═══ Records supplied

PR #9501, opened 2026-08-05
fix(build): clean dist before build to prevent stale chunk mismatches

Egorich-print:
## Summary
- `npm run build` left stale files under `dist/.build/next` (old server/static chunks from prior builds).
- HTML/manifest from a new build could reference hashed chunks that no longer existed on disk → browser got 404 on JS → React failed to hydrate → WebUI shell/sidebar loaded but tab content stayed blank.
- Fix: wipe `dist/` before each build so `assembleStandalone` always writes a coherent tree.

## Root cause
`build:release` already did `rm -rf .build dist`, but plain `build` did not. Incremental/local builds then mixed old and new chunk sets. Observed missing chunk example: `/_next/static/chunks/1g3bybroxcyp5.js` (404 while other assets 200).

══════
═══ Records supplied

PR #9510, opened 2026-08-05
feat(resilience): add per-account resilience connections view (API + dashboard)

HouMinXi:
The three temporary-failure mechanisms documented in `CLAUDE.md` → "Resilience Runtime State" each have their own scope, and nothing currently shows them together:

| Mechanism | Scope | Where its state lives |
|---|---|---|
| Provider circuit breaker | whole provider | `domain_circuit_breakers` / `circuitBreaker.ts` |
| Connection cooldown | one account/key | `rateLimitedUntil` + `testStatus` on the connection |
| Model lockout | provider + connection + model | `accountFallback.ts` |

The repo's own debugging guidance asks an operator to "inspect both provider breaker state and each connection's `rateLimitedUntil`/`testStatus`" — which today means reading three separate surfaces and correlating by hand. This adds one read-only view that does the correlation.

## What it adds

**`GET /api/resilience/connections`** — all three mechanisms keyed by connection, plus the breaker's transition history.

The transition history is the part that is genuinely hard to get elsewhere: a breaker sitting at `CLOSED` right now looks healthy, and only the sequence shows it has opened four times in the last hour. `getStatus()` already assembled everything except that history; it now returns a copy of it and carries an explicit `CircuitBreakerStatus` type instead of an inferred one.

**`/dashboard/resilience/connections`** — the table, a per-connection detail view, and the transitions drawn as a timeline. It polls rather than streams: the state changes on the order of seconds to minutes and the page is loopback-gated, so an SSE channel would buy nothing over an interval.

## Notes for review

══════

▶ Task details: Return, unchanged, the run of lines above that opens with the line containing "from prior builds)." and closes with the line containing "other assets 200).". Include both.

▶ Reply:
- `npm run build` left stale files under `dist/.build/next` (old server/static chunks from prior builds).
- HTML/manifest from a new build could reference hashed chunks that no longer existed on disk → browser got 404 on JS → React failed to hydrate → WebUI shell/sidebar loaded but tab content stayed blank.
- Fix: wipe `dist/` before each build so `assembleStandalone` always writes a coherent tree.

## Root cause
`build:release` already did `rm -rf .build dist`, but plain `build` did not. Incremental/local builds then mixed old and new chunk sets. Observed missing chunk example: `/_next/static/chunks/1g3bybroxcyp5.js` (404 while other assets 200).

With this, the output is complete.